To determine how histamine regulates endothelial barrier function through an integrative cytoskeletal network, we mathematically modeled the resistance across an endothelial cell-covered electrode as a function of cell-cell, cell-matrix, and transcellular resistances. Based on this approach, histamine initiated a rapid decrease in transendothelial resistance predominantly through decreases in cell-cell resistance in confluent cultured human umbilical vein endothelial cells (HUVECs). Restoration of resistance was characterized by initially increasing cell-matrix resistance, with later increases in cell-cell resistance. Thus histamine disrupts barrier function by specifically disrupting cell-cell adhesion and restores barrier function in part through direct effects on cell-matrix adhesion. To validate the precision of our technique, histamine increased the resistance in subconfluent HUVECs in which there was no cell-cell contact.

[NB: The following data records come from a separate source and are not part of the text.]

Issue #2287, opened 2021-06-08
Improvements to Tab Expansion (Multiple Packages, allow dash)


cpmcgrath:
When using tab completion there's two issues I often run into:

* I want to update multiple packages, but tab expansion only works for the first package listed
* I type something like **choco upgrade dotnet-** the expansion stops working.

Luckily, these are pretty easy fixes, that can be achieved by updating the regexes:

```
^upgrade\s+(?<package>[^\.][^-\s]*)$
^upgrade.*\s+(?<package>[^\.-\s][^\s]*)$
```
Basically adding .* means that the package name becomes the last word in the string instead of the first.
By moving the dash to the first part of the package name, it changes it from saying a package name cannot have a dash, to a package name cannot start with a dash. Also worth putting \s in there to be clear that a package cannot start with a space. This also makes a noticeable speed improvement on **choco upgrade -** as the original regex allows - as a valid package name, searches, fails and then will look for the switches.

then rinse and repeat for install, uninstall

PR #2288, opened 2021-06-08
(#2287) Improvements to Tab Expansion

cpmcgrath:
Previously, when installing, updating, or uninstalling packages, the
tab expansion would only occur for the first item. Further, the tab
expansion would not work if the search term contained a dash.

Now tab expansion works for all items, and items can contain dashes
as long as it does not start with dash.


gep13:
@cpmcgrath thank you very much for taking the time to make this contribution, and congratulations on this being your first contribution to Chocolatey.

Would you be able to update the description of this PR to include information about how this has been tested?

Although not pulled in yet, we are going to be moving towards a template like the following:

https://github.com/chocolatey/.github/pull/1/files#diff-479755504b0aad0fed26047714591511b4d07c76bc8521171b87a5f16100f850

If you could update this PR to use this template, it would greatly help move it towards getting merged in.

Thanks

Exposure of confluent monolayers to an antibody against cadherin-5 caused a predominant decrease in cell-cell resistance, whereas the resistance was unaffected by the antibody to cadherin-5 in subconfluent cells. Furthermore, we observed an increase predominantly in cell-cell resistance in ECV304 cells that were transfected with a plasmid containing a glucocorticoid-inducible promoter controlling expression of E-cadherin. Transmission electron microscopy confirmed tens of nanometer displacements between adjacent cells at a time point in which histamine maximally decreased cell-cell resistance.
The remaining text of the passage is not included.